Task statement: In full and word for word, restate the lines of the listing.

(Task inputs)

PR #344, opened 2025-04-15
SGX upgrade spec authentication

amendelzon:
- Implemented SGX upgrade spec authentication via provision of valid signatures
- SGX build and distribution build now require specifying an upgrades signer file
- Factored out Ethereum constants into `eth.h`
- Factored out Ledger firmware upgrade signer authorizers inclusion logic into `upgrade_signers.h`
- Moved existing firmware upgrade authorizers to common location
- Added spec authentication unit test cases to upgrade module unit tests
- Fixed failing unit tests


italo-sampaio (approved):
LGTM!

(End Task inputs)

Solution for this problem:
PR #344, opened 2025-04-15
SGX upgrade spec authentication

amendelzon:
- Implemented SGX upgrade spec authentication via provision of valid signatures
- SGX build and distribution build now require specifying an upgrades signer file
- Factored out Ethereum constants into `eth.h`
- Factored out Ledger firmware upgrade signer authorizers inclusion logic into `upgrade_signers.h`
- Moved existing firmware upgrade authorizers to common location
- Added spec authentication unit test cases to upgrade module unit tests
- Fixed failing unit tests


italo-sampaio (approved):
LGTM!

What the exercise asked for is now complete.